I have used both a dedicated and the router table and the Craftsman biscuit system. I rarely use biscuits myself and I find the dedicated joiner much quicker than any other method. Mike, I didn't like the Craftsman Biscuit System... I think it cost about 40.00 back when I got it as a gift. Seemed clunky to use but at 10.00 if you had to do just a few it would be ok and cheap. Had to do a bunch one time and bought a dedicated unit. Haven't used any of them much since then. 
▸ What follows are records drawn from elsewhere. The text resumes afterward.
PR #447, opened 2021-01-28
Add Round-Trip Serialization For ModuleDependencyGraph

CodaFi:
Use bitstream to read and write ModuleDependencyGraph instances out to
disk. The idea is that eventually the Driver can emit its dependency
graph as a supplemental output (possibly adjacent to the build record)
and recover the state it was last in by reading that file. This is as
opposed to the status quo where O(N) swiftdeps files are read and
integrated at startup. Whether this is a net win has yet to be seen.

Also, we're using bitstream because it's convenient. It would be prudent
to explore alternative serialization formats at some point.

rdar://73517080

### DIFF
--- a/Package.resolved
+++ b/Package.resolved
@@ -24,7 +24,7 @@
         "repositoryURL": "https://github.com/apple/swift-tools-support-core.git",
         "state": {
           "branch": "main",
-          "revision": "c98cfc216d22798dce7ce7b9cc171565371e967e",
+          "revision": "395e7fb3d6149dc7a999342f23cfefa1ada56264",
           "version": null
         }
       },
--- a/Sources/SwiftDriver/IncrementalCompilation/ModuleDependencyGraph.swift
+++ b/Sources/SwiftDriver/IncrementalCompilation/ModuleDependencyGraph.swift
@@ -11,6 +11,7 @@
 //===----------------------------------------------------------------------===//
 import Foundation
 import TSCBasic
+import TSCUtility
 import SwiftOptions
 
 
@@ -175,6 +176,7 @@ extension ModuleDependencyGraph {
                          fileSystem: fileSystem)
       .map {
         findSwiftDepsToRecompileWhenNodesChange($0)
+          .map { sourceSwiftDepsMap[$0] }
       }
   }
 }
@@ -185,6 +187,7 @@ extension ModuleDependencyGraph {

I do have the Craftsman Mini-Biscuit Joiner. I use that a ton with my box work. It's made by Ryobi like a lot of Craftsman stuff... they discontinued there own which was in blue and yellow but I use the craftsman a lot for putting knobs on boxes, on mitered boxes where I don't want to use any key's or anything like that. It's a neat little tool and if they ever discontinue it I will buy every blade I can get my hands on and a bunch of the splines. 

Corey


----------



## Birchwood (May 13, 2005)

Ahhhh yes....multiple and mixed opinons! Ha! I guess my instinct is to go with the PC 577. No shimming as might be needed using the router in a table etc. - just adjust the #577 and let 'er go.
I will mull it over some more but I truly appreciate your guidance fellas.


----------



## bobj3 (Jan 17, 2006)

Hi Birch

JUST a Note ***

No shimming needed on the router table the fence will do all the work for you 

Just pop in the slot cutter bit and push the stock into the stock. 
All you need to do is put some masking tape on the fence so you can mark a center line.

Bj


----------



## Lee Brubaker (Jan 30, 2006)

Maybe I'm missing something despite having used the router table for cutting biscuit slots in board edges re panel glue up. However I don't think it can be done re cutting biscuit slots in the face of a board & you can do that with a dedicated biscuit cutter.

Lee


----------



## Joe Lyddon (Sep 11, 2004)

If you have to cut in aways from the edge, I think you're correct... otherwise, it could couldn't it?


----------



## bobj3 (Jan 17, 2006)

HI Lee

It's done the same way you do the edge of the board but the masking tape is on the table top (because the center of the slot cutter can't be seen) and you use a push block to push it into the slot cutter, I don't use masking tape the norm I just mark the center on the top with a black marker.
But it works great it's always dead on because the router top is doing the work for me.
I use a 4" x 6" push block the norm. 
Once you do the edge don't move the bit up or down and they will line up the stock just right.

Bj


----------



## GWH (Feb 8, 2008)

Which size slot cutter should a person buy, 5/32" or 1/8"?? I would be using a slot cutter and a biscuit cutter in conjection....one for face frame... one for cabinet edge.


----------